SUPPLIED RECORDS:
PR #3530, opened 2026-08-08
feat(cohere): instrument ClientV2.rerank

### LINKED ISSUE #3515: feat(cohere): instrument ClientV2.rerank
## Summary

`openinference-instrumentation-cohere` (added in #3349) instruments the v2 chat endpoints only — `ClientV2.chat` and `ClientV2.chat_stream`, plus their async counterparts. `ClientV2.rerank` / `AsyncClientV2.rerank` are not wrapped, so rerank calls produce no spans.

## What's needed

Wrap `V2Client.rerank` / `AsyncV2Client.rerank` (in `cohere.v2.client`, the base classes `ClientV2` / `AsyncClientV2` inherit from) and emit a **RERANKER** span.

Relevant attributes from `openinference.semconv.trace`:

- `OpenInferenceSpanKindValues.RERANKER` for `openinference.span.kind`
- `RerankerAttributes.RERANKER_QUERY`, `RERANKER_MODEL_NAME`, `RERANKER_TOP_K`
- `RerankerAttributes.RERANKER_INPUT_DOCUMENTS` and `RERANKER_OUTPUT_DOCUMENTS`, flattened with the document attributes

Notes for whoever picks this up:

- Signature is `(model, query, documents, top_n, max_tokens_per_doc, priority, request_options)`; `top_n` maps to `RERANKER_TOP_K`.
- `documents` accepts strings or document objects — both shapes need handling.
- The response returns results carrying an index into the input documents plus a relevance score; output documents should be reconstructed from those indices.
- Follow the existing conventions in the package: name the span after the wrapped resource class (`ClientV2.rerank` / `AsyncClientV2.rerank`), reuse `_parse_args` so `request_options` stays excluded, and only read re-iterable sequences so caller generators are not drained.

## Context

Follow-up from the Cohere instrumentor PR: #3349

lxingy3:
Resolves #3515

## What changed

- instrument `ClientV2.rerank` and `AsyncClientV2.rerank` with RERANKER spans
- capture the query, model, top-k value, and flattened input documents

REQUIRED ACTION: Output should match, line for line, the stretch of the material above from the line holding "a **RERANKER** span." through the line holding "the document attributes".

WRITTEN ANSWER:
Wrap `V2Client.rerank` / `AsyncV2Client.rerank` (in `cohere.v2.client`, the base classes `ClientV2` / `AsyncClientV2` inherit from) and emit a **RERANKER** span.

Relevant attributes from `openinference.semconv.trace`:

- `OpenInferenceSpanKindValues.RERANKER` for `openinference.span.kind`
- `RerankerAttributes.RERANKER_QUERY`, `RERANKER_MODEL_NAME`, `RERANKER_TOP_K`
- `RerankerAttributes.RERANKER_INPUT_DOCUMENTS` and `RERANKER_OUTPUT_DOCUMENTS`, flattened with the document attributes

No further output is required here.